Standardized Tests as Birth Control?

act2Last week, my 17-year-0ld, Jordan, headed east to stay with my oldest son, Abe (28) and Kelly, my oldest son’s partner. Both Kelly and Abe are professors at University of Arizona. Both are highly capable, intelligent, and organized doctoral prodigies.

The task at hand for this reality show: help Jordan launch the Common App, the application many universities use for admittance. Also on their plate: begin the ACT Prep Course (live online) and AP Spanish summer work. They had 8 days to complete their mission. It was a tall order. The most challenging part for everybody, hands down, was starting the ACT course.

The reason we need ACT Prep is this. Times are not like they were when I took the SAT. My prep was walking into the room and sitting at the desk. Because I’m an overachiever, I brought FOUR No. 2 pencils. That got me into UCLA somehow. I don’t remember my scores, but I don’t think they were particularly impressive. Today, universities won’t even look at scores under a certain level. UCLA had the highest number of applications last year (206,000 applicants) battling for 6,000 positions. Despite top grades and well-rounded activities which show perseverance, low scores can block a student from the four year school they hope to attend.

Furthermore, we live in a small, rural area that doesn’t hold high expectations for students to go to a four year university. Because of that, the SAT/ACT gets little attention at the school or in the area. There are no good live prep classes. There are no “test taking skills” classes. This is a huge disadvantage to rural students and many get discouraged. They give up on school and college altogether. The most commonly taught strategy for college entrance exams is showing students how to avoid them by starting out at a junior college. The problem there is that many students fall into a black hole and never make it to the next step.

There are online “free” courses in some cases for standardized tests, but they aren’t user friendly and further frustrate many learners. After extensive research, and asking everybody I know, we finally landed a live online prep course that seemed good. Jordan would start the August sessions in Arizona and take the ACT in September.

Despite the task in front of him, and the future of his brother’s dreams in his hand, Abe managed to balance work and fun with precision. I remembered sitting down on Abe’s bedroom floor when he was in third grade, teaching him time management for 4 hours against his protests that this was not school work. (Side rant: in the education reform effort, can we please make this schoolwork and teach kids this life skill so they can be successful?) I felt so proud that Abe had learned his lessons so well over the years and was now able to help his brother learn this skill by modeling it. By the time Jordan came home, Abe handed over a detailed report of all that had been completed, along with an Excel spreadsheet of deadlines and dates. Computer folders were all set up for applications and scholarships. Jordan’s personal statement, which was so clearly all Jordan, had undergone several drafts. Just to reiterate: hands down, the hardest part of the week was the ACT prep.

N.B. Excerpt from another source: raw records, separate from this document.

PR #8158, opened 2023-08-05
Moved calculateDues to helper and added dues to WFC export

danieljames-dj:
If the WFC export from panel has the calculated dues as well, it will be really helpful. Currently, it returns 0 for some currencies because the currency is not available with RubyMoney. But the available data might be helpful data for WFC a bit.

### DIFF
--- a/WcaOnRails/app/controllers/competitions_controller.rb
+++ b/WcaOnRails/app/controllers/competitions_controller.rb
@@ -411,32 +411,16 @@ class CompetitionsController < ApplicationController
   end
 
   def calculate_dues
-    country_iso2 = Country.find_by(id: params[:country_id])&.iso2
-    country_band = CountryBand.find_by(iso2: country_iso2)&.number
-
-    update_exchange_rates_if_needed
-    input_money_us_dollars = Money.new(params[:entry_fee_cents].to_i, params[:currency_code]).exchange_to("USD").amount
-
-    registration_fee_dues_us_dollars = input_money_us_dollars * CountryBand::PERCENT_REGISTRATION_FEE_USED_FOR_DUE_AMOUNT
-    country_band_dues_us_dollars = CountryBand::BANDS[country_band][:value] if country_band.present? && country_band > 0
+    competition = Competition.find(params[:competition_id])
+    dues_per_competitor_in_usd = ApplicationController.helpers.dues_per_competitor_in_usd(competition)
 
     # times 100 because later currency conversions require lowest currency subunit, which is cents for USD
-    price_per_competitor_us_cents = [registration_fee_dues_us_dollars, country_band_dues_us_dollars].compact.max * 100
-
-    if ActiveRecord::Type::Boolean.new.cast(params[:competitor_limit_enabled])
-      estimated_dues_us_cents = price_per_competitor_us_cents * params[:competitor_limit].to_i
-      estimated_dues = Money.new(estimated_dues_us_cents, "USD").exchange_to(params[:currency_code]).format
-
-      render json: {
-        dues_value: estimated_dues,
-      }
-    else
-      price_per_competitor = Money.new(price_per_competitor_us_cents, "USD").exchange_to(params[:currency_code]).format
-
-      render json: {
-        dues_value: price_per_competitor,
-      }
-    end
+    price_per_competitor_us_cents = dues_per_competitor_in_usd * 100
+    multiplier = competition.competitor_limit_enabled? ? competition.competitor_limit : 1
+    total_dues = price_per_competitor_us_cents * multiplier
+    render json: {
+      dues_value: Money.new(total_dues, "USD").exchange_to(competition.currency_code).format,
+    }
   end
 
   def show
@@ -636,12 +620,6 @@ class CompetitionsController < ApplicationController
 
   private def confirming?
     params[:commit] == "Confirm"
-  end
-
-  private def update_exchange_rates_if_needed
-    if !Money.default_bank.rates_updated_at || Money.default_bank.rates_updated_at < 1.day.ago
-      Money.default_bank.update_rates
-    end
   end
 
   private def competition_params
--- a/WcaOnRails/app/controllers/competitions_controller.rb
+++ b/WcaOnRails/app/controllers/competitions_controller.rb
@@ -411,16 +411,15 @@ class CompetitionsController < ApplicationController
   end
 
   def calculate_dues
-    competition = Competition.find(params[:competition_id])
     country_iso2 = Country.find_by(id: params[:country_id])&.iso2
     dues_per_competitor_in_usd = DuesCalculator.dues_per_competitor_in_usd(country_iso2, params[:base_entry_fee_lowest_denomination], params[:currency_code])
 
     # times 100 because later currency conversions require lowest currency subunit, which is cents for USD
     price_per_competitor_us_cents = dues_per_competitor_in_usd * 100
-    multiplier = competition.competitor_limit_enabled? ? competition.competitor_limit : 1
+    multiplier = params[:competitor_limit_enabled] ? params[:competitor_limit].to_i : 1
     total_dues = price_per_competitor_us_cents * multiplier
     render json: {
-      dues_value: Money.new(total_dues, "USD").exchange_to(competition.currency_code).format,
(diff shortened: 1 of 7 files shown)


gregorbg (changes requested):
Two remarks:

1- If you put the code somewhere, put it under `lib` instead of putting it in a `Helper`. The latter are Rails support structures for **Views**, and you might have realised yourself that calling a Helper outside of views via `SomeController.helpers.my_cool_function` is quite hacky. `lib` code can be accessed in Views and in Controllers anywhere.
2- Your approach of replacing the current AJAX with only the competition ID does not work. If you load the competition from the DB based on the ID, you will get outdated information. The reason why we bundle all of these individual bits of information (currency code, competitor limit, etc) into the AJAX request is because they might change on the spot before the changes are persisted to the database. So the backend cannot know about changes to your base fee unless you send them in the AJAX itself.

danieljames-dj:
Thanks @gregorbg for your comment. I've made changes to address both the cases that you mentioned.

WcaOnRails/app/models/competition.rb
```diff
@@ -1965,4 +1965,10 @@ def find_round_for(event_id, round_type_id, format_id = nil)
         (format_id.nil? || format_id == r.format_id)
     end
   end
+
+  def dues_per_competitor_in_usd
+    DuesCalculator.dues_per_competitor_in_usd(self.country_iso2, self.base_entry_fee_lowest_denomination, self.currency_code)
+  rescue StandardError
```
gregorbg, line 1971: Why are you catching an error here? When could an error potentially be thrown?

WcaOnRails/app/views/competitions/_competition_form.html.erb
```diff
@@ -251,6 +251,7 @@
 
         <script>
           function UpdateDues(){
+            var competitionId = $("#competition_id").val();
```
gregorbg, line 254: Where is this competition ID being used? I think it is not necessary.

WcaOnRails/lib/dues_calculator.rb
```diff
@@ -0,0 +1,21 @@
+# frozen_string_literal: true
+
+module DuesCalculator
+  def self.update_exchange_rates_if_needed
+    if !Money.default_bank.rates_updated_at || Money.default_bank.rates_updated_at < 1.day.ago
+      Money.default_bank.update_rates
+    end
+  end
+
+  def self.dues_per_competitor_in_usd(country_iso2, base_entry_fee_lowest_denomination, currency_code)
```
gregorbg, line 10: You are passing in the `currency_code` in order to be able to convert to USD internally.
Would it make sense to convert back to the local `currency_code` currency before returning?

gregorbg: In other words, are there use cases in the code where it makes sense to have the Dues always be provided in USD?

WcaOnRails/lib/dues_calculator.rb
```diff
@@ -0,0 +1,21 @@
...
+    country_band = CountryBand.find_by(iso2: country_iso2)&.number
+
+    DuesCalculator.update_exchange_rates_if_needed
+    input_money_us_dollars = Money.new(base_entry_fee_lowest_denomination.to_i, currency_code).exchange_to("USD").amount
```
gregorbg, line 14: Why are you converting this to an integer?
- If it already is an integer, then `to_i` is not necessary.
- If it already is a money object, then creating a `Money.new` is not necessary.

WcaOnRails/app/controllers/competitions_controller.rb
```diff
@@ -412,31 +412,15 @@ def time_until_competition
...
-        dues_value: estimated_dues,
-      }
-    else
-      price_per_competitor = Money.new(price_per_competitor_us_cents, "USD").exchange_to(params[:currency_code]).format
-
-      render json: {
-        dues_value: price_per_competitor,
-      }
-    end
+    price_per_competitor_us_cents = dues_per_competitor_in_usd * 100
```
gregorbg, line 418: Rather than doing arbitrary multiplications with a "magic" 100 number, you could pass around the Ruby `Money` object instead.

gregorbg (changes requested):

WcaOnRails/app/controllers/competitions_controller.rb
danieljames-dj: But don't we need to convert to cent? I'm not sure exactly why, but we used to multiply by 100 earlier too. Is there any way to do with Ruby Money here?

WcaOnRails/app/controllers/competitions_controller.rb
```diff
@@ -412,31 +412,15 @@ def time_until_competition
...
+    multiplier = params[:competitor_limit_enabled] ? params[:competitor_limit].to_i : 1
```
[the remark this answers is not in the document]
danieljames-dj: Done, thank you.

WcaOnRails/app/controllers/competitions_controller.rb
```diff
@@ -412,31 +412,15 @@ def time_until_competition
...
+    total_dues = price_per_competitor_us_cents * multiplier
+    render json: {
+      dues_value: Money.new(total_dues, "USD").exchange_to(params[:currency_code]).format,
```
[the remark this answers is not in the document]
danieljames-dj: Done.

WcaOnRails/app/models/competition.rb
danieljames-dj: The case where the currency is not available in Ruby money.

WcaOnRails/app/views/competitions/_competition_form.html.erb
danieljames-dj: Haa yes it's not used, I removed the usage in some previous commit. Thanks for pointing it, removed.

WcaOnRails/lib/dues_calculator.rb
danieljames-dj: Yes there is, For WFC export, we want the dues in USD.

WcaOnRails/lib/dues_calculator.rb
danieljames-dj: It can be string when it comes from competition_controller, hence added `to_i`.

WcaOnRails/app/models/competition.rb
gregorbg: In that case, think about more clever ways to handle this edge case. Investigate whether there is a `currency_available?` method in the Money gem that we use.

Catching errors to return a default value is bad practice, and catching generic `StandardError` is very bad practice :see_no_evil:

WcaOnRails/app/controllers/competitions_controller.rb
gregorbg: You can have the `DuesCalculator.dues_per_competitor_in_usd` method return a RubyMoney object. That has the additional advantage of making it obvious that the return value is USD. You can rename the method to `DuesCalculator.dues_per_competitor` and the return object itself knows (and can report to the user if necessary) that it is a money object representing USD.

Since Ruby is a dynamic language, you can do shenanigans like:
```ruby
  ruby_money = Money.new(200, "USD") # 2 USD because 200 means "US cents"
  competitor_limit = 50 # read from request body or whatever

  estimated_total_dues = ruby_money * competitor_limit # yes, you can multiply a RubyMoney object with an integer

  puts estimated_total_dues.format # expected output: 100 USD 
```

WcaOnRails/lib/dues_calculator.rb
gregorbg: Okay, then just return them flat in USD and let other consumers of this method handle conversions the way they want.

WcaOnRails/lib/dues_calculator.rb
gregorbg: Then `competition_controller` should be responsible for converting it to an integer before passing it to the dues calculator.

gregorbg (changes requested):

danieljames-dj (commented):
Thanks @gregorbg for the review again. I'm expecting some more changes in rails, as for some lines I think there is a better way, but didn't spend much time to figure out what was the better way. 🙈

gregorbg (approved):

After the arduous online weekend classes, homework was assigned. “ACT homework is hard!” was Abe’s text response. Luckily, Kelly had retained early math and was able to help act1navigate there. In the end, they decided prepping for standardized tests is exhausting. It’s not because Jordan doesn’t know the material because he does. The problem is figuring out what the standardized test maker is asking, and how said writer is construing the question. It’ not about intelligence, but rather about being able to get into the head of the question writer. The only place this skill is really relevant is on standardized tests, and one takes those probably less than five times in life. Is this clearinghouse really the best we can do?

When I was getting my Masters in Teaching the mantra was this: don’t teach to the test. That, they said, is very bad. Yet, when I was teaching second grade, and it was testing time, the school made a big deal about calling homes and telling the kids to eat breakfast (as if that’s not important the rest of the year.) They set the stress level up so high around standardized testing that 7 year olds would cry and throw up from parent/teacher pressure to perform. I did everything I could to lessen that pressure for the kids. Sometimes it worked. Sometimes it didn’t. The experience throws the kids on the anxiety spectrum over the line. The whole swirl is counter to authentic learning.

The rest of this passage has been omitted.